WORK TASK
Below is a set of records; print all of them exactly as written.

PROVIDED INFORMATION
PR #1957, opened 2022-08-23
Allow editing morphologies

### LINKED ISSUE #1589: Ignoring subsets of morphology upon loading (from .swc/.asc etc)
Hi. Discussed briefly with @halfflat whether or not it is possible to ignore/delete certain subsets like axons of morphologies in .swc file format (id tag "2") upon reading them in Arbor, and apparently it is not (except if done manually on the files themselves). 

Background: Reconstructions from sources like neuromorpho.org often contain the axon which is good of course for structural analysis, but perhaps less so for simulations focusing on dendritic and somatic responses, as well as recurrent networks. Hence, the elaborate axon geometries are replaced/represented by stylised axons with a few elements (e.g., Mainen & Sejnowski, 1996, https://doi.org/10.1038/382363a0) or an axon stub (Hay et al., 2011, https://doi.org/10.1371/journal.pcbi.1002107). The latter approach is used extensively in the BBP microcircuit neuron models (https://bbp.epfl.ch/nmc-portal/welcome.html).

So basically what I'm looking for is something that would allow me to 
- load a .morphology file
- delete certain parts of the loaded geometry
- add new cable elements with geometry of my own choice that is attached to some site on the loaded morphology

### LINKED ISSUE #1777: Translate Morphology
Move a morphology/segment tree in space. 
We already have some support for this using `pw_lin` and `isometry`, it would be useful to have the option to modify the morphology itself.

thorstenhater:
Add methods over `segment_trees`
- join_at: splice two trees together at a given id
- split_at: split a tree into two tree at a given id
- equivalence: two trees represent the same morphology
- equality: two trees are identical.
- apply isometry

Allow loading raw segment trees in arborio _except_ NML.

Closes #1589 
Closes #1777


arbor/morph/segment_tree.cpp
```diff
@@ -12,6 +12,108 @@
 
 namespace arb {
 
+template<typename P>
+segment_tree fold(const segment_tree& tree,
+                  P predicate,
+                  std::pair<msize_t, msize_t> start,
+                  const segment_tree& acc={}) {
```
boeschf, line 19: I am a bit confused about the naming of the function arguments. If I understand correctly, `predicate` is actually a "sentinel" functor, i.e. the folding stops once it evaluates to true. Also I am not sure why the last argument is named `acc` - usually this would be called something like "initval". Anyways, would be useful to describe what this function is actually doing.

thorstenhater: Sure, I can add some more explanation to the function. It's an internal helper that appeared as a common pattern.

thorstenhater: Also, while it is kind of a fold, copy_if seems more to the point.

boeschf: Thanks for adding the documentation. I still think the description for the predicate is unclear, though. Otherwise I like it.

arbor/morph/segment_tree.cpp
```diff
@@ -12,6 +12,117 @@
...
+    if(a.size() != b.size()) return false;
+
+    // invert parent <*> child relation
+    std::map<arb::msize_t, std::vector<arb::msize_t>>
+        a_children_of,
+        b_children_of;
+    for (auto ix = 0; ix < a.size(); ++ix) {
+        a_children_of[a.parents()[ix]].push_back(ix);
+        b_children_of[b.parents()[ix]].push_back(ix);
+    }
```
boeschf, line 94: factor out in helper function?

arborio/include/arborio/swcio.hpp
```diff
@@ -136,5 +137,15 @@ ARB_ARBORIO_API arb::morphology load_swc_arbor(const swc_data& data);
...
+ARB_ARBORIO_API arb::segment_tree load_swc_neuron_raw(const swc_data& data);
+
+// Convert a valid, ordered sequence of SWC records into a morphology.
+//
+// Note that 'one-point soma' SWC files are explicitly not supported.
+//
+// The segments of the generated morphology  will be contiguous. There will be
+// one segment for each SWC record after the first: this record defines the tag
+// and distal point of the segment, while the proximal point is taken from the
+// parent record.
```
boeschf, line 149: which function(s) does this comment refer to?

boeschf (commented):
c++ docs are missing. Otherwise looks good.

boeschf (approved):
looks good!

arbor/morph/segment_tree.cpp
thorstenhater: Jupp.

boeschf (commented):
looks good, thanks!

boeschf (approved):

YOUR RESPONSE
PR #1957, opened 2022-08-23
Allow editing morphologies

### LINKED ISSUE #1589: Ignoring subsets of morphology upon loading (from .swc/.asc etc)
Hi. Discussed briefly with @halfflat whether or not it is possible to ignore/delete certain subsets like axons of morphologies in .swc file format (id tag "2") upon reading them in Arbor, and apparently it is not (except if done manually on the files themselves). 

Background: Reconstructions from sources like neuromorpho.org often contain the axon which is good of course for structural analysis, but perhaps less so for simulations focusing on dendritic and somatic responses, as well as recurrent networks. Hence, the elaborate axon geometries are replaced/represented by stylised axons with a few elements (e.g., Mainen & Sejnowski, 1996, https://doi.org/10.1038/382363a0) or an axon stub (Hay et al., 2011, https://doi.org/10.1371/journal.pcbi.1002107). The latter approach is used extensively in the BBP microcircuit neuron models (https://bbp.epfl.ch/nmc-portal/welcome.html).

So basically what I'm looking for is something that would allow me to 
- load a .morphology file
- delete certain parts of the loaded geometry
- add new cable elements with geometry of my own choice that is attached to some site on the loaded morphology

### LINKED ISSUE #1777: Translate Morphology
Move a morphology/segment tree in space. 
We already have some support for this using `pw_lin` and `isometry`, it would be useful to have the option to modify the morphology itself.

thorstenhater:
Add methods over `segment_trees`
- join_at: splice two trees together at a given id
- split_at: split a tree into two tree at a given id
- equivalence: two trees represent the same morphology
- equality: two trees are identical.
- apply isometry

Allow loading raw segment trees in arborio _except_ NML.

Closes #1589 
Closes #1777


arbor/morph/segment_tree.cpp
```diff
@@ -12,6 +12,108 @@
 
 namespace arb {
 
+template<typename P>
+segment_tree fold(const segment_tree& tree,
+                  P predicate,
+                  std::pair<msize_t, msize_t> start,
+                  const segment_tree& acc={}) {
```
boeschf, line 19: I am a bit confused about the naming of the function arguments. If I understand correctly, `predicate` is actually a "sentinel" functor, i.e. the folding stops once it evaluates to true. Also I am not sure why the last argument is named `acc` - usually this would be called something like "initval". Anyways, would be useful to describe what this function is actually doing.

thorstenhater: Sure, I can add some more explanation to the function. It's an internal helper that appeared as a common pattern.

thorstenhater: Also, while it is kind of a fold, copy_if seems more to the point.

boeschf: Thanks for adding the documentation. I still think the description for the predicate is unclear, though. Otherwise I like it.

arbor/morph/segment_tree.cpp
```diff
@@ -12,6 +12,117 @@
...
+    if(a.size() != b.size()) return false;
+
+    // invert parent <*> child relation
+    std::map<arb::msize_t, std::vector<arb::msize_t>>
+        a_children_of,
+        b_children_of;
+    for (auto ix = 0; ix < a.size(); ++ix) {
+        a_children_of[a.parents()[ix]].push_back(ix);
+        b_children_of[b.parents()[ix]].push_back(ix);
+    }
```
boeschf, line 94: factor out in helper function?

arborio/include/arborio/swcio.hpp
```diff
@@ -136,5 +137,15 @@ ARB_ARBORIO_API arb::morphology load_swc_arbor(const swc_data& data);
...
+ARB_ARBORIO_API arb::segment_tree load_swc_neuron_raw(const swc_data& data);
+
+// Convert a valid, ordered sequence of SWC records into a morphology.
+//
+// Note that 'one-point soma' SWC files are explicitly not supported.
+//
+// The segments of the generated morphology  will be contiguous. There will be
+// one segment for each SWC record after the first: this record defines the tag
+// and distal point of the segment, while the proximal point is taken from the
+// parent record.
```
boeschf, line 149: which function(s) does this comment refer to?

boeschf (commented):
c++ docs are missing. Otherwise looks good.

boeschf (approved):
looks good!

arbor/morph/segment_tree.cpp
thorstenhater: Jupp.

boeschf (commented):
looks good, thanks!

boeschf (approved):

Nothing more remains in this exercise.